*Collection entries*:
▽

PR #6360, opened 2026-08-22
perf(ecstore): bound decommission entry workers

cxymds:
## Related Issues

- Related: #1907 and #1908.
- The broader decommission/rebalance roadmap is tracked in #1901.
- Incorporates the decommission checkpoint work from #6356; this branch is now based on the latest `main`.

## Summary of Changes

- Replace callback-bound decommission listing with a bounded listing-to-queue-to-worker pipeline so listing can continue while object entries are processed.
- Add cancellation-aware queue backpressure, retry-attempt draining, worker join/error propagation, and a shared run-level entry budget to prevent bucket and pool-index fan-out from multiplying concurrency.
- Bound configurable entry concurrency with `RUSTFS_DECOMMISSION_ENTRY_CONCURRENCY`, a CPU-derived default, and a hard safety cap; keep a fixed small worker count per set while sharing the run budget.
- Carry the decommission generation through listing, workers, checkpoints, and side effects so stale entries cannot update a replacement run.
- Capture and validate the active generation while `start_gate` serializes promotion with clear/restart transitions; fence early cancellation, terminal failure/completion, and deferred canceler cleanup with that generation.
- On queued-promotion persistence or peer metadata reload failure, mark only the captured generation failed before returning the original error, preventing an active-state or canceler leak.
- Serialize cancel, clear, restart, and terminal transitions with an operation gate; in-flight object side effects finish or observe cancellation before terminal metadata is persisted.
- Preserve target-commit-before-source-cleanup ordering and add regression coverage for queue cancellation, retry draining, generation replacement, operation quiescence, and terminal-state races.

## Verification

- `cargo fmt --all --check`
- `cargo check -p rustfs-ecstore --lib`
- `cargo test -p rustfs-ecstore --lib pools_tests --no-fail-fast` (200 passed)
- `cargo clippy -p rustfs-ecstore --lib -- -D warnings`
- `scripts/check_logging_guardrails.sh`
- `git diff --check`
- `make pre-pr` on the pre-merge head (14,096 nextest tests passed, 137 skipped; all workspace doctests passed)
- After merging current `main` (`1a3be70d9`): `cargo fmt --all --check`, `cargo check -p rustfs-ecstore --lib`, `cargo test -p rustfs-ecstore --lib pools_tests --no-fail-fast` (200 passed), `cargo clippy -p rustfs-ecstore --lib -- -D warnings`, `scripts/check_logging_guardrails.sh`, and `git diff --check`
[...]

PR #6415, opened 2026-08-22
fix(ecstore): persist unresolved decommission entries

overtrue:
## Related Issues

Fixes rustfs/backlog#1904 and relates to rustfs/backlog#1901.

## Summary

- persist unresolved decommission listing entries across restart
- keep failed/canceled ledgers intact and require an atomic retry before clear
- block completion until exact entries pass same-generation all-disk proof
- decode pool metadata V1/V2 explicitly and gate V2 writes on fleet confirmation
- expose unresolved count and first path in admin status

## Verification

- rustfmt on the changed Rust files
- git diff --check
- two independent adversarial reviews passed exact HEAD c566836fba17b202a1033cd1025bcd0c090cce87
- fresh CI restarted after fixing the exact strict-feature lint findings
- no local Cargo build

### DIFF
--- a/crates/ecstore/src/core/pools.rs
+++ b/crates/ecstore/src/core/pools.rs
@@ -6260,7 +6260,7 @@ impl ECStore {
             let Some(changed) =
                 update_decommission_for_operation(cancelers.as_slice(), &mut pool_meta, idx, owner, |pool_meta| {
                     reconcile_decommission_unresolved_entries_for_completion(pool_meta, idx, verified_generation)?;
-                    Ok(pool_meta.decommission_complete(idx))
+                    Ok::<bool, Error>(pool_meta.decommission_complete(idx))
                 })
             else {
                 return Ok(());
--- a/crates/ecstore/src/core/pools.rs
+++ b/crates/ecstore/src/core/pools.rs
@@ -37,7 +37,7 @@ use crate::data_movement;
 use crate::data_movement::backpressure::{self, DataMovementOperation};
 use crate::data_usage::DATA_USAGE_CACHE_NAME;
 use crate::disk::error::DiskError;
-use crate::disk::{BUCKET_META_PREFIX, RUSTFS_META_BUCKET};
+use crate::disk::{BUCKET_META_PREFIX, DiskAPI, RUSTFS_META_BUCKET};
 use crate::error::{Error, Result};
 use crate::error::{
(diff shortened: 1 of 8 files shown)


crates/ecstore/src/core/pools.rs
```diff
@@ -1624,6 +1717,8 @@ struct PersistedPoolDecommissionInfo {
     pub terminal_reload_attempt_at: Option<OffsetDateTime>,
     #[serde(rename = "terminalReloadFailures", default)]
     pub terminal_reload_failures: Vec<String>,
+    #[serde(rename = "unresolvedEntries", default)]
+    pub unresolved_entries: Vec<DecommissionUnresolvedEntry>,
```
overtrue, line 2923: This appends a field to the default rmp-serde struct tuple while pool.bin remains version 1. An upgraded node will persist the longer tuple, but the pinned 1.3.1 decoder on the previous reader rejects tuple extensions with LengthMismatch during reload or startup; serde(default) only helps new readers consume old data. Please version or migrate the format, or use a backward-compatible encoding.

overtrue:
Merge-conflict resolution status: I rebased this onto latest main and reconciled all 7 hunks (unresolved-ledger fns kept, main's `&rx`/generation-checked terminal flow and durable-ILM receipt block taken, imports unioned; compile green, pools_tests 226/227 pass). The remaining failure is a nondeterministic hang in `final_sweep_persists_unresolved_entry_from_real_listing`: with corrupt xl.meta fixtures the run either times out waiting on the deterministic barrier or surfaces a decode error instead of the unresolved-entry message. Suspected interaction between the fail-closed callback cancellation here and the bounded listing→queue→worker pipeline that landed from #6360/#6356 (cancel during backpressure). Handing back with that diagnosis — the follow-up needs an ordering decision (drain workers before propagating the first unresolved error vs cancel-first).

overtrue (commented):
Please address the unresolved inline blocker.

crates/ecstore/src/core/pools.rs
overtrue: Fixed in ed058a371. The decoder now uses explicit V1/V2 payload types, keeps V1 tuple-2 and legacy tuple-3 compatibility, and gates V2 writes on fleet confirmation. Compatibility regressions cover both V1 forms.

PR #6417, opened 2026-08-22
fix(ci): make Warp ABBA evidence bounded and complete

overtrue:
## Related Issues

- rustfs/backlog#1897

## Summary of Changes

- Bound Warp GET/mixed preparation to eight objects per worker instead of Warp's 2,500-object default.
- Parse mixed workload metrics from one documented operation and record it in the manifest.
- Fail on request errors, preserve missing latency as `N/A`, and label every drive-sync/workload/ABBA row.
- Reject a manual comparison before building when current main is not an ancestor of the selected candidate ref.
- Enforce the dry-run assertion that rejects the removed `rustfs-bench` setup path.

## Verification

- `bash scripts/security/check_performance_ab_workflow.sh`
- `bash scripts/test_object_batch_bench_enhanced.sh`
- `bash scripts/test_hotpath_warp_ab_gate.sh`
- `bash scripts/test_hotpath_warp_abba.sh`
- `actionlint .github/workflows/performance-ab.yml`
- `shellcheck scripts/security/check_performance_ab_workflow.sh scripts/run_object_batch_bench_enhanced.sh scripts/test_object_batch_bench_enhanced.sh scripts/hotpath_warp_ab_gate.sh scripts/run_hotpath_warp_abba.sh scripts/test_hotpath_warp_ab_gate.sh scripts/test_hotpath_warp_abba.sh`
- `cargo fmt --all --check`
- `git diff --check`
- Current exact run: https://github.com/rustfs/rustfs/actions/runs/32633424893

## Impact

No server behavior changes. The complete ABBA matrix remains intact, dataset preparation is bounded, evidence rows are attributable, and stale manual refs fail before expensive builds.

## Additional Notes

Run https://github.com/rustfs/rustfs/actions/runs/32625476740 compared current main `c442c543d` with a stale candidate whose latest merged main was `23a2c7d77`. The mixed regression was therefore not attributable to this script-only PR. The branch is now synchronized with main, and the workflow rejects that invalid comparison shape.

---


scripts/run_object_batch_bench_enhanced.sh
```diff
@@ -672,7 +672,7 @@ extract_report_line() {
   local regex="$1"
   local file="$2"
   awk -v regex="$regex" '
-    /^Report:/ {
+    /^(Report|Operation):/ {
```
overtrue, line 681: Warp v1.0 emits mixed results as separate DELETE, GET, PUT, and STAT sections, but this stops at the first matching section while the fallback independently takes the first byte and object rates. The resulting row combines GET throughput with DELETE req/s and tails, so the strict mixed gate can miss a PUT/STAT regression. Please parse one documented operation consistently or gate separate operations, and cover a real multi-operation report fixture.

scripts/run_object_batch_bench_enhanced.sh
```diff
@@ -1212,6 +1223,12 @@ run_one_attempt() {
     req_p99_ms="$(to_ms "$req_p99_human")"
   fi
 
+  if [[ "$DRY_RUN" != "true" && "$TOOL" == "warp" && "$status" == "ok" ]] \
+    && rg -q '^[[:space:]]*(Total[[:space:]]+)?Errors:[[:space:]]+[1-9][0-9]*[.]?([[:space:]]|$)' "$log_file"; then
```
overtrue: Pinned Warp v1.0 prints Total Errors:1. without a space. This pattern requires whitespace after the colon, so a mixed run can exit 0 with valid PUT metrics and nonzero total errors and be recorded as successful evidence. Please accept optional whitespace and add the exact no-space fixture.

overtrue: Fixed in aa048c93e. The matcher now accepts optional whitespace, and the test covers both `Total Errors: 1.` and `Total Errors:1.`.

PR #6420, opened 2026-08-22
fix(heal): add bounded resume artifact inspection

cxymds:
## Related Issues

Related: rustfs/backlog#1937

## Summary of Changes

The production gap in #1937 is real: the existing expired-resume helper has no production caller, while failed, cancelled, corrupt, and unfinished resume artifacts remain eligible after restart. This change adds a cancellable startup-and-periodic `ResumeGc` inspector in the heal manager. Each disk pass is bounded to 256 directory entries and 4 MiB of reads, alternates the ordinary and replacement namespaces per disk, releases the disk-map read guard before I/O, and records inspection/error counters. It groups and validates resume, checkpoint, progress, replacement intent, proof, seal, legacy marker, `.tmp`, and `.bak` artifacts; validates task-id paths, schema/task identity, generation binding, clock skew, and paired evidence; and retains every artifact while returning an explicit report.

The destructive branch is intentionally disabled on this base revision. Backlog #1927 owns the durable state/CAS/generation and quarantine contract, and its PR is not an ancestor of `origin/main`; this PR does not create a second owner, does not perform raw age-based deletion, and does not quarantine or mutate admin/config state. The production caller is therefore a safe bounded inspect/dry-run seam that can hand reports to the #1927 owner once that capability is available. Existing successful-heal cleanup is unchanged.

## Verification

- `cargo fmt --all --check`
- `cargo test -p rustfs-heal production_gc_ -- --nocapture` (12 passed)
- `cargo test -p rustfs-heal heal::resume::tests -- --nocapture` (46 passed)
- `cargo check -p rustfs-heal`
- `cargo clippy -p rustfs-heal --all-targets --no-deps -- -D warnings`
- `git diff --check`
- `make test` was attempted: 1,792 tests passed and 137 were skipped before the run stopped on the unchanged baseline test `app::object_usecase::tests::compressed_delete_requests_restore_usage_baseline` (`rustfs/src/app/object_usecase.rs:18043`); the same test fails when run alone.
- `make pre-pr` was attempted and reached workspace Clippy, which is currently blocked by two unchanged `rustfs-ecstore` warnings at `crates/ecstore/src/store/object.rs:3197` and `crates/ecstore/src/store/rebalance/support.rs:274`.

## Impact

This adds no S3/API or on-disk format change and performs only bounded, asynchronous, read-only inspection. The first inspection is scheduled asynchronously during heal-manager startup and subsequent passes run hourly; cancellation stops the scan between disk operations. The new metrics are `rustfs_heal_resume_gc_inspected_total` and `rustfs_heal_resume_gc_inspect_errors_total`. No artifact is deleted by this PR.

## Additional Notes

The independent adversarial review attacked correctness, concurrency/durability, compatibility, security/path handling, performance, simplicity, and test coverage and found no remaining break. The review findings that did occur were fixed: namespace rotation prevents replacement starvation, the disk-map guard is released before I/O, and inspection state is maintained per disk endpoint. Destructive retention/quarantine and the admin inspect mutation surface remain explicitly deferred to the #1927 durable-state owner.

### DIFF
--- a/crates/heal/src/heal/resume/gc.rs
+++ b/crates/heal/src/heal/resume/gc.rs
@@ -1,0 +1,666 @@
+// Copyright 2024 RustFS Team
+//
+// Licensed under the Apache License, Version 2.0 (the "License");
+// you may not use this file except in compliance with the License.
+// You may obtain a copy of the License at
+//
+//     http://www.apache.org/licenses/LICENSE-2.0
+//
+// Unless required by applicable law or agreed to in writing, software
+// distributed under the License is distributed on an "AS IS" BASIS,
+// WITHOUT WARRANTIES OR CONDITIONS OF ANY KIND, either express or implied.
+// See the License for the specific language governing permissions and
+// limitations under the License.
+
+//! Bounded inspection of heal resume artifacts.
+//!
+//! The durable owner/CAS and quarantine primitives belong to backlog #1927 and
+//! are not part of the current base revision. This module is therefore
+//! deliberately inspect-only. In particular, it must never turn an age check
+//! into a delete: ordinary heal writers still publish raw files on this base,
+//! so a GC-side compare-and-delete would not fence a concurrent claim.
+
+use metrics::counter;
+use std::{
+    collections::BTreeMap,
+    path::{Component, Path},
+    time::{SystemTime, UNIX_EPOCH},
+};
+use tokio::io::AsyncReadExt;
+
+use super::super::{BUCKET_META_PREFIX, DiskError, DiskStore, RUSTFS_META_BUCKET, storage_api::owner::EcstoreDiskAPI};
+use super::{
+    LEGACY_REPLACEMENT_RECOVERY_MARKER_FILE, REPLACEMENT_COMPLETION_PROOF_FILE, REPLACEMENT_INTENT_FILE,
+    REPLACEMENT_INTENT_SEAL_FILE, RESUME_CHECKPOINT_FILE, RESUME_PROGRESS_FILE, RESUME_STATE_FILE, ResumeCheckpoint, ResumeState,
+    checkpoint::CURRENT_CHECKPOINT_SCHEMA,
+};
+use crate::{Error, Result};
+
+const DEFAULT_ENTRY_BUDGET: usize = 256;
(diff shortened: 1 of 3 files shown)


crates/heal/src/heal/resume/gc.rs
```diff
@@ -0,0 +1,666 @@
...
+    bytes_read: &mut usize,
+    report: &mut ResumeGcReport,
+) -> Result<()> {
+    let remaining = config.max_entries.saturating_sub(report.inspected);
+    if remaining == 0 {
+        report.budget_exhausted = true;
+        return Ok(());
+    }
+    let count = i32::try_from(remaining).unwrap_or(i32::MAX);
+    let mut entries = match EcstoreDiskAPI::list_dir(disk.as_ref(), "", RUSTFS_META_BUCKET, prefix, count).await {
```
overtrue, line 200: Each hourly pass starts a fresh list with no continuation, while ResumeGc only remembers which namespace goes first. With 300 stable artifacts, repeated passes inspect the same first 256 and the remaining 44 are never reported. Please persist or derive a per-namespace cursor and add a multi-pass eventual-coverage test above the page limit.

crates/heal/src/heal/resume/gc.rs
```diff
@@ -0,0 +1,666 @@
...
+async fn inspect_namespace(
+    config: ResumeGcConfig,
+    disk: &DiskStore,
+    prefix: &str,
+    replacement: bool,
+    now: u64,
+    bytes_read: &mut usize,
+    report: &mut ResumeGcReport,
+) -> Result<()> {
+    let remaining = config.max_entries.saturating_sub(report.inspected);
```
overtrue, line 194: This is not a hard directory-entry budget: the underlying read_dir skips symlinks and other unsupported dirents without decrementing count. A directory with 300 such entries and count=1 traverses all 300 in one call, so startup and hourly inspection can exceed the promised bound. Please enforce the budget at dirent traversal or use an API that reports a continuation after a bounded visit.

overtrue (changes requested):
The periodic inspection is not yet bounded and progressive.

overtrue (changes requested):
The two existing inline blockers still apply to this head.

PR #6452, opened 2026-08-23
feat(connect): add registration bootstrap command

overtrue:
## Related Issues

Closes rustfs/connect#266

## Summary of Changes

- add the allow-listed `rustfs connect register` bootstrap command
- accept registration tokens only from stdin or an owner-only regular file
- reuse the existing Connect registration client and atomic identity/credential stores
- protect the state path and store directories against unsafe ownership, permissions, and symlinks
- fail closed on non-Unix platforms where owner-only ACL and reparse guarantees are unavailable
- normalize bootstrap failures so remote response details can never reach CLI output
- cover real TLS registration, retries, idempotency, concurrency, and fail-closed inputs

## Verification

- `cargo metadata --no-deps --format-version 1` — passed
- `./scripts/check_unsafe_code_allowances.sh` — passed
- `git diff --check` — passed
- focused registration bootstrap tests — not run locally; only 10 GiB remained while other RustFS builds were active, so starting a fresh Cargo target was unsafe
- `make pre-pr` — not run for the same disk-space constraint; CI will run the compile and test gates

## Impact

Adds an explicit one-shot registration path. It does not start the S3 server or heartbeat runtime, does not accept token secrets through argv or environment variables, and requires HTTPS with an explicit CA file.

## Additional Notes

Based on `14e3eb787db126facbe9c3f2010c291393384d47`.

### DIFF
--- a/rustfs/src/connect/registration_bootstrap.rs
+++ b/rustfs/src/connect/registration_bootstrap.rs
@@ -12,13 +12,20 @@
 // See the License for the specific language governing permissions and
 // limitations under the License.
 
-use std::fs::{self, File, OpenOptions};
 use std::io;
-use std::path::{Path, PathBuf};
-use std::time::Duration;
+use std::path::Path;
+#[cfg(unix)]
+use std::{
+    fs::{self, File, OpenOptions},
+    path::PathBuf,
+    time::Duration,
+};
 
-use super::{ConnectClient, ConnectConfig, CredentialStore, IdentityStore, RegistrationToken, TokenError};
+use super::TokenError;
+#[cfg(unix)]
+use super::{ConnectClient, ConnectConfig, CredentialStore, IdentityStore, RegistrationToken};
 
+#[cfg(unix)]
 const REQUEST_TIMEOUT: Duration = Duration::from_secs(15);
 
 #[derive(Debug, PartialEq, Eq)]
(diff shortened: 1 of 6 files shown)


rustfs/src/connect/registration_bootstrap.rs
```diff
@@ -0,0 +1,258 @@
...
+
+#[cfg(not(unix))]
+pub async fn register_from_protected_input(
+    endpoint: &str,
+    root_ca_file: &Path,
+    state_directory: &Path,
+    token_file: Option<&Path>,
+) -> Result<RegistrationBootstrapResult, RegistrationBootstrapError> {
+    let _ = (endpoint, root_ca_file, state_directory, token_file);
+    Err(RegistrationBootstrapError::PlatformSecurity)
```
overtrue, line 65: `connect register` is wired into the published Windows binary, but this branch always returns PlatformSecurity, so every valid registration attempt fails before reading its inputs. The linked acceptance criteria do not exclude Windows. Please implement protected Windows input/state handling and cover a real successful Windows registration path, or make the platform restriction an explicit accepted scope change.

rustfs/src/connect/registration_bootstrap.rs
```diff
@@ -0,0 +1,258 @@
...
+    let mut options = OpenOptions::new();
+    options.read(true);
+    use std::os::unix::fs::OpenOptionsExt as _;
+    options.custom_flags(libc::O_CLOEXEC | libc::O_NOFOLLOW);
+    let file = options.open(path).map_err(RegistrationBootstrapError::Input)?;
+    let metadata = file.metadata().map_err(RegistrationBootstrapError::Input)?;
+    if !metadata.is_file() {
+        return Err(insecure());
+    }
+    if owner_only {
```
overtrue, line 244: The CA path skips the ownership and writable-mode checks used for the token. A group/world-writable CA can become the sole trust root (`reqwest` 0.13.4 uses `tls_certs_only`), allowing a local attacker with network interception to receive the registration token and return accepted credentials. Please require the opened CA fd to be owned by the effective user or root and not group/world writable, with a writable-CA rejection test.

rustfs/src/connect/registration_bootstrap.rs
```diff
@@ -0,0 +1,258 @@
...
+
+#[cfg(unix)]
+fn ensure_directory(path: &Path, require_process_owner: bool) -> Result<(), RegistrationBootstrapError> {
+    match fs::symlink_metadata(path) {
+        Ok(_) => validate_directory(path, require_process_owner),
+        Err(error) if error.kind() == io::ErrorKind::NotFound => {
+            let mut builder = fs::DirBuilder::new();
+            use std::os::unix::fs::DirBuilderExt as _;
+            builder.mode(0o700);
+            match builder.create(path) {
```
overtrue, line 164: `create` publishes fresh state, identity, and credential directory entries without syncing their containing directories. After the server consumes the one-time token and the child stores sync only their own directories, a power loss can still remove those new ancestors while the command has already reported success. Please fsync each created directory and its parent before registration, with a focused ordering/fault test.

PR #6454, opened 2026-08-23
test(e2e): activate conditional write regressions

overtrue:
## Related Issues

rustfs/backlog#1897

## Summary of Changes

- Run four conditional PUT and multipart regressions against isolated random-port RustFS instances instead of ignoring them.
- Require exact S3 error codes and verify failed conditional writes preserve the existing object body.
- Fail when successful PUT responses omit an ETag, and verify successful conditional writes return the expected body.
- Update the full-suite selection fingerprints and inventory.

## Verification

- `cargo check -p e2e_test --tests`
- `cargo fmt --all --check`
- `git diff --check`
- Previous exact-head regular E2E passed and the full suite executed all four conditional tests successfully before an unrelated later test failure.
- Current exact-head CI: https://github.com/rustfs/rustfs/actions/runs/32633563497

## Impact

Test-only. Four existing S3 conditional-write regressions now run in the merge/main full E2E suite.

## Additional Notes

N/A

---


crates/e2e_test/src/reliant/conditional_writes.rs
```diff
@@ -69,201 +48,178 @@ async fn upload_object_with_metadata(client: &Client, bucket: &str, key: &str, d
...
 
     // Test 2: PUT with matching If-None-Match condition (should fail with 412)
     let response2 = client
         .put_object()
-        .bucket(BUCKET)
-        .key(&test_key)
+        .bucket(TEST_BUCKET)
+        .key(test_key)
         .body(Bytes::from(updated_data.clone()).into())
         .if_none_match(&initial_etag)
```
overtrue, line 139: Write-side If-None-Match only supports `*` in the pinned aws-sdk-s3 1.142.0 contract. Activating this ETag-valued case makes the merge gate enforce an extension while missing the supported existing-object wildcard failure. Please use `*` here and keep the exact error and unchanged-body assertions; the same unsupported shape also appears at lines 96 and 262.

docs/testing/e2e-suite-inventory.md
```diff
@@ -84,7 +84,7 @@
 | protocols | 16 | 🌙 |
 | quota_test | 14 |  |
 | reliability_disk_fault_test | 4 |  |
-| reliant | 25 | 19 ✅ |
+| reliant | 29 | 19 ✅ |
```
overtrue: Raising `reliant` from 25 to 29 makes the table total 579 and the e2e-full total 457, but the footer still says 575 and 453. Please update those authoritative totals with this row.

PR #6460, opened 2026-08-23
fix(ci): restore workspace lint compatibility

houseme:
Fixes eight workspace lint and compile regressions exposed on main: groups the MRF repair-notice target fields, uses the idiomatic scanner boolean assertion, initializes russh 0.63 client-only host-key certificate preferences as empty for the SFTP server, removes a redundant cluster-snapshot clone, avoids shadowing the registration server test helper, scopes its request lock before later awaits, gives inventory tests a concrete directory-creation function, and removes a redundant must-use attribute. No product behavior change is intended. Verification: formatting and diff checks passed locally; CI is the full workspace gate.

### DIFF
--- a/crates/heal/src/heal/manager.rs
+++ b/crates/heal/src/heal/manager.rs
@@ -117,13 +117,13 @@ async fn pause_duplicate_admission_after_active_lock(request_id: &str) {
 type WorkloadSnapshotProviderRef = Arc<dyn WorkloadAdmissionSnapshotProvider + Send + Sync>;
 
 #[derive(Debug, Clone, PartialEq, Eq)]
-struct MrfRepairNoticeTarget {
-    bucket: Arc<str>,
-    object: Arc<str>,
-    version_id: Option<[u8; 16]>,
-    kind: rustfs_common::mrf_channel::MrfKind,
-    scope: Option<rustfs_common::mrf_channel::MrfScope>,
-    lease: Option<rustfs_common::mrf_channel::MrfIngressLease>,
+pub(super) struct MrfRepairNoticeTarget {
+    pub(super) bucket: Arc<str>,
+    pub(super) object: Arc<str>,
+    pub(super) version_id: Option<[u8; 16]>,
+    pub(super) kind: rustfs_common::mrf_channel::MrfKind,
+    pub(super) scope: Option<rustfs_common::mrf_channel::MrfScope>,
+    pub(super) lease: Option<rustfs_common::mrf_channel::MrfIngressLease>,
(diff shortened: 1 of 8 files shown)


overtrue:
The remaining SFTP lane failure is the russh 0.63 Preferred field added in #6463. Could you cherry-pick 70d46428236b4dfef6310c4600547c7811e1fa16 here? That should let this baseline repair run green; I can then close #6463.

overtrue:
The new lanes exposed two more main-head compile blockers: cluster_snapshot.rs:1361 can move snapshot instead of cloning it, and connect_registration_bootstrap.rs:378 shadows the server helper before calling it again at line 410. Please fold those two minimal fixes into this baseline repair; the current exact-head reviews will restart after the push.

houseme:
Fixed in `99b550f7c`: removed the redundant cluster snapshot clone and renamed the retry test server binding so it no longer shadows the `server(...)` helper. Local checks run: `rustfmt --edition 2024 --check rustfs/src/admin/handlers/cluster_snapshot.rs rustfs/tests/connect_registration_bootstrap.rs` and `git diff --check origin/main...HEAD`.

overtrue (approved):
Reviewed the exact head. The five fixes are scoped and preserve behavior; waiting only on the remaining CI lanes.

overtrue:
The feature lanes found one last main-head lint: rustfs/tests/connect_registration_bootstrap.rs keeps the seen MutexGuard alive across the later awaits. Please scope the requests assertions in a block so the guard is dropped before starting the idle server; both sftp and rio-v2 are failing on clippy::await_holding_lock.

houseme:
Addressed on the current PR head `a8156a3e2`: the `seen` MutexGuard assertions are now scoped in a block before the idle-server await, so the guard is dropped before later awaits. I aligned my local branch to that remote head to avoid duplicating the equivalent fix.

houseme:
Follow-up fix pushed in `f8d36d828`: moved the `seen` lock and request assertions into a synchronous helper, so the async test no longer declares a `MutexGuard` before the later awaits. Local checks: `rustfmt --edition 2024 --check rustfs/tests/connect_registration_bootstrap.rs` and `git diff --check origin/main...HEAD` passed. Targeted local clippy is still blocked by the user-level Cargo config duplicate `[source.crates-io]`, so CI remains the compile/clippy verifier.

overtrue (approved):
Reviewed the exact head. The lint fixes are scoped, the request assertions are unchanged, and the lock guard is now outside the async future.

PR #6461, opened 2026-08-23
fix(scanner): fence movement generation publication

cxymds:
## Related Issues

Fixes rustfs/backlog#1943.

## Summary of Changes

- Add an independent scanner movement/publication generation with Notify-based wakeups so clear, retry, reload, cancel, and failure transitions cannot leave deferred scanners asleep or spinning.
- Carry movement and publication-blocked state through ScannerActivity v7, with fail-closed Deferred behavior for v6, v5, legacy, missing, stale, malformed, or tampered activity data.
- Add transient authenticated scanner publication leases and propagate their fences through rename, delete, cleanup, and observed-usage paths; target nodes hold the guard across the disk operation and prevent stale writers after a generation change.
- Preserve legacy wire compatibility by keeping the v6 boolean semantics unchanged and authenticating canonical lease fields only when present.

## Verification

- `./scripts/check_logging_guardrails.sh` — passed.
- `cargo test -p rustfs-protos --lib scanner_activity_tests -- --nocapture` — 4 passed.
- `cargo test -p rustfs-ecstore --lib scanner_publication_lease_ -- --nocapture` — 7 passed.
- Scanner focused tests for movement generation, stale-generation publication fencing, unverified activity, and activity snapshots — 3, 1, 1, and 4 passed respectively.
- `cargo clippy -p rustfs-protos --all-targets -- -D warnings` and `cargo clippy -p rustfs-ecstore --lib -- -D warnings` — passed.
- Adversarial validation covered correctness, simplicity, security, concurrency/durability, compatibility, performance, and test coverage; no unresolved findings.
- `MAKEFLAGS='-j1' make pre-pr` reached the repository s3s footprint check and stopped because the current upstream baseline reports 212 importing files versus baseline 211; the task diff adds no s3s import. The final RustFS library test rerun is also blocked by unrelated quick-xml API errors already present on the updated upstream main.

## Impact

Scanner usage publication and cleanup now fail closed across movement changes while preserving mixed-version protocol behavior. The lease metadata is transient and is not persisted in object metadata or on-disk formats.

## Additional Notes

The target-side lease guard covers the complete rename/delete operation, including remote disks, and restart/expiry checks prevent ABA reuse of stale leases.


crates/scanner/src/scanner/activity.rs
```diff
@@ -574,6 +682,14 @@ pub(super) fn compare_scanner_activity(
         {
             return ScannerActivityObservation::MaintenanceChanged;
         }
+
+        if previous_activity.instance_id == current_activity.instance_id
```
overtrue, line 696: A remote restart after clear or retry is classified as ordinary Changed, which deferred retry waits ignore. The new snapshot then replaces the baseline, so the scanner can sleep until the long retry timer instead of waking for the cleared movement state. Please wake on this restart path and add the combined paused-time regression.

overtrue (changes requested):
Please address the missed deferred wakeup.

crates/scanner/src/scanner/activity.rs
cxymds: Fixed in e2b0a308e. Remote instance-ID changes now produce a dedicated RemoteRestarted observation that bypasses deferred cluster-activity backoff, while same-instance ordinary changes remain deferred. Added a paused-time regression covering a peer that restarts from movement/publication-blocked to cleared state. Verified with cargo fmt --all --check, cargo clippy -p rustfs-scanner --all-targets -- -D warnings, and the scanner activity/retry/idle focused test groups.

△

Search the data above for the string "self" and return every line that has it.

 use crate::data_movement::backpressure::{self, DataMovementOperation};
-use std::fs::{self, File, OpenOptions};
+    fs::{self, File, OpenOptions},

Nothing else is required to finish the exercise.